* _WHAT THE TASK REQUIRES_:
Filter out every line below that lacks "have", and copy the rest.
[[ MATERIAL PROVIDED open ]]
PR #2336, opened 2021-08-18
add toRepresentation / fromRepresentation for Float Int

### LINKED ISSUE #2313: Bitwise casting from/to Int, Nat, Float
We could use these
```
-- bitwise casting from Nat <-> Float <-> Int
Float.toRepresentation : Float -> Nat
Float.fromRepresentation : Nat -> Float
Int.toRepresentation : Int -> Nat
```

stew:
The new functions do bitwise coersion to and from Nat

fixes: #2313


dolio (approved):
This looks good to me.

pchiusano:
@stew I think you just need to `stack exec transcripts` locally to refresh. Some of the transcript output depends on the set of builtins.

Issue #2242, opened 2021-07-16
Always show ability variables if they appear in invariant or contravariant position


pchiusano:
Example:
``` 
f : ‘a -> Nat
f x = 42
```
Unison will infer that as `forall e a . ‘{e} a -> Nat` but then elide the `’{e}` from the signature on display.

I’m imagining writing:

`removeCovariantAbilities : Type v a -> Type v a` can strip out ability variables in covariant position, and then the term printer should call this instead of whatever it’s doing now.

runarorama:
Is this resolved? Please close if so.

pchiusano:
Ya

PR #2343, opened 2021-08-19
Only elide covariant variables in `removePureEffects`

dolio:
Addresses #2242


pchiusano:
Cool. Transcript test? :)

pchiusano:
Or I guess just a transcript that will show the output, which we can inspect manually.

pchiusano (approved):

Issue #2341, opened 2021-08-19
Need either `unsafeCoerce` or some more restricted version


pchiusano:
This has come up several times. Currently it’s blocking work on a local interpreter of `Remote`.

dolio:
This is easy to do, but what version do you actually need? The version with type:

    forall a b. a -> b

will cause subtle problems unless it's actually the case that `a` and `b` are identical. If the desire is for reinterpreting bits, those need to be written for specific types to actually work correctly.

pchiusano:
Right. The version I need for now is just:

```Haskell
unsafeCoerceAbilities : forall a g g2 b . (a ->{g} b) -> (a ->{g2} b)
```

Which doesn't seem too unsafe... at worst it leads to uncaught requests. Maybe we add this for now and consider other kinds of coercing for later? WDYT.

dolio:
That can only be the general one in behavior, I think. I just needed to know which one to implement, and there should probably be caveats documented that using it for `Nat -> Int` isn't actually going to work correctly, because you'll get an `Int` that still has information specifying that it's a `Nat`.

I guess you could restrict the type to be somewhat less unsafe, but people might eventually want the general one for something.

pchiusano:
I think it's likely someone will want `unsafeCoerce` at some point, but I'd be inclined to hold off on adding the fully general version for now.

dolio:
Okay.

PR #2346, opened 2021-08-20
Add unsafe.coerceAbilities builtin

dolio:
Addresses #2341 

I think this is going to need a merge back from base because of the negative effect variable thing not being merged before I forked, but we'll see.


pchiusano:
Cool. Yeah, you can just merge in trunk and then refresh the transcripts to resolve the conflicts. I can see that the output type is wrongly eliding some ability variables in your branch.

pchiusano (approved):

Issue #2340, opened 2021-08-19
`Scope` ability and local mutable references


pchiusano:
Allow local mutation in pure code, with an `ST`-like interface to prevent it from being observed outside some scope.

Needs some more design, @dolio we should jam on this a bit, but a while ago I started sketching this, and it comes out quite nice using abilities -

https://github.com/unisonweb/unison/issues/798#issuecomment-702487151

We’d need `Scope.Ref` (aka `STRef`) as well.

This is useful for the distributed API, for local pure testing, but it’s also just generally useful for other stuff.

pchiusano:
Latest design: 

```Haskell
builtin unique ability Scope t 
builtin type Ref g a = ...
Ref.get : Ref g a ->{g} a
Ref.set : a -> Ref g a ->{g} ()
Scope.ref : a -> Ref {Scope t} a
IO.ref : a -> Ref {IO} a
```

pchiusano:
Fixed by #2351

PR #2351, opened 2021-08-24
Mutable references and locally scoped mutation

dolio:
This PR adds mutable references and local scoping of them.

There is a `Ref` type that is tagged with the type of its contents and the ability it works in. It has `read` and `write` functions.

There is a `Scope s` ability for local mutation that is externally pure.

There is a `Scope.ref` function that yields a new locally scoped reference and an `IO.ref` function that yields a reference usable with the `IO` ability.

Addresses #2340. I made the API more consistent with e.g. the `TVar` API, though (naming and argument order wise).


pchiusano (approved):
LGTM! Thanks for quick turnaround. 

I'm not sure what's going on with CI but maybe merge with trunk and re-push. #2349 just upgraded LTS version we are using.

pchiusano:
@dolio Looks like transcripts need another refresh. Like maybe you ran them at one point but then made some more changes.

Issue #2251, opened 2021-07-20
Make unique types the default or make structural/unique required


pchiusano:
It's very common to leave off `unique` for types that really should be. Suggest just making `structural` a keyword and have `type Foo` mean `unique type Foo` and `structural type Foo` mean the structural type. 

Kinda goes along with #2196

pchiusano:
Steps:

- [x] Change in `Lexer.hs` to add `structural` as a keyword, audit of the lexer to see if that's going to mess anything up.
- [x] `Parser.hs`, add a new error type for missing keyword
- [x] `FileParser.hs`, modify that to look for `unique` keyword
- [x] `PrintError.hs`, modify to render the new parse error
- [x] `DeclPrinter.hs`, modify to insert the keyword as needed
- [x] Update all the transcripts! Idea:
  - [x] replace `unique type` with `basldklfjsdflkjsdf93`
  - [x] replace `type` with `structural type`
  - [x] replace `basldklfjsdflkjsdf93` with `unique type`

hojberg:
This was fixed in #2251 🎉

PR #2352, opened 2021-08-24
Adds Structural Keyword #2251

rlmark:
## Overview

When defining types and abilities the user will now have to specify unique vs structural as a keyword - written in tandem with @hojberg. 🥳 
 
Addresses #2251 

### Potential risks 

If a user has defined a term or namespace called 'structural' they will need to update that before being able to use this change. Existing structural/unique types will not be impacted but will render with the structural keyword. 

## Implementation notes

We used the existing unique keyword code patterns and added 'structural' as a keyword. We removed the optional nature of this keyword. Changes to transcripts, tests, and .u files in the haskell codebase are numerous. 

n/a

## Test coverage

We have included a transcript which covers this and have also manually tested round-trip experience. 

## Loose ends

We discovered a `demo` folder that included a bunch of unison files that should probably be deleted.


pchiusano:
@rlmark cool. Can you link to the transcript that exercises this specifically? Having a hard time locating it given the number of transcripts that were updated. :) 

I'd like to take a look at the error message if you forget to supply the modifier. If you don't have an example of that, you can tag a transcript block as `unison:error` when a parse or type error is expected.

rlmark:
> @rlmark cool. Can you link to the transcript that exercises this specifically? Having a hard time locating it given the number of transcripts that were updated. :)
> 
> I'd like to take a look at the error message if you forget to supply the modifier. If you don't have an example of that, you can tag a transcript block as `unison:error` when a parse or type error is expected.

@pchiusano, the diff is: 
https://github.com/unisonweb/unison/blob/b2cd7153d341606121447310482623357be5797a/unison-src/transcripts/type-modifier-required.md

and the file is called `unison-src/transcripts/type-modifier-required.md`

pchiusano (approved):
Great!

PR #2356, opened 2021-08-26
Call `minimize'` underneath each destructuring bind

### LINKED ISSUE #2344: confusion in code using a mix of abilities
Tried to minimize this as much as possible. I'm suprised that `nate` needs to be a tuple, but it I can't seem to eliminate that. In the following code, `grumpy` does compile, but `sneezy` and `doc` both complain about the ultimate term in the expression

```
unique ability Nate where
  nate: (Boolean, Nat)
  antiNate: ()

grumpy: (Nat -> {d}()) -> '{d, Nate}()
grumpy dee _ =
  antiNate
  dee 1
  (_, _) = nate
  ()

sneezy: (Nat -> {d}()) -> '{d, Nate}()
sneezy dee _ =
  (_, _) = nate
  antiNate
  dee 1

doc: (Nat -> {d}()) -> '{d, Nate}()
doc dee _ =
  (_, _) = nate
  dee 1
  antiNate
```

The error for `sneezy`:
```
  The expression in red needs the {d36} ability, but this location does not have access to any abilities.
  
     17 |   dee 1
```

The error for `doc`:
```
  The expression in red needs the {Nate} ability, but this location does not have access to any abilities.
  
     17 |   antiNate

```

dolio:
Destructuring binds do not actually produce/add to `let rec` terms from the parser, so they were causing the final `minimize'` call to only operate on a subset of bindings including a destructuring bind. If the destructuring bind was first, that subset was empty. This would cause the other bindings to be unnecessarily recursive, and have unexpected ability limitations (and possibly other issues that went unnoticed).

Fixes #2344

### DIFF
--- a/parser-typechecker/src/Unison/TermParser.hs
+++ b/parser-typechecker/src/Unison/TermParser.hs
@@ -11,6 +11,7 @@ module Unison.TermParser where
 import Unison.Prelude
 
 import           Control.Monad.Reader (asks, local)
+import           Data.Foldable (foldrM)
 import           Prelude hiding (and, or, seq)
 import           Unison.Name (Name)
 import           Unison.Names3 (Names)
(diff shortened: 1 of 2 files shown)


pchiusano (approved):
Ah. That makes sense.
[[ MATERIAL PROVIDED closed ]]
* _WRITTEN REPLY_:
It's very common to leave off `unique` for types that really should be. Suggest just making `structural` a keyword and have `type Foo` mean `unique type Foo` and `structural type Foo` mean the structural type. 
When defining types and abilities the user will now have to specify unique vs structural as a keyword - written in tandem with @hojberg. 🥳 
We have included a transcript which covers this and have also manually tested round-trip experience. 
I'd like to take a look at the error message if you forget to supply the modifier. If you don't have an example of that, you can tag a transcript block as `unison:error` when a parse or type error is expected.
> I'd like to take a look at the error message if you forget to supply the modifier. If you don't have an example of that, you can tag a transcript block as `unison:error` when a parse or type error is expected.
  The expression in red needs the {d36} ability, but this location does not have access to any abilities.
  The expression in red needs the {Nate} ability, but this location does not have access to any abilities.
Destructuring binds do not actually produce/add to `let rec` terms from the parser, so they were causing the final `minimize'` call to only operate on a subset of bindings including a destructuring bind. If the destructuring bind was first, that subset was empty. This would cause the other bindings to be unnecessarily recursive, and have unexpected ability limitations (and possibly other issues that went unnoticed).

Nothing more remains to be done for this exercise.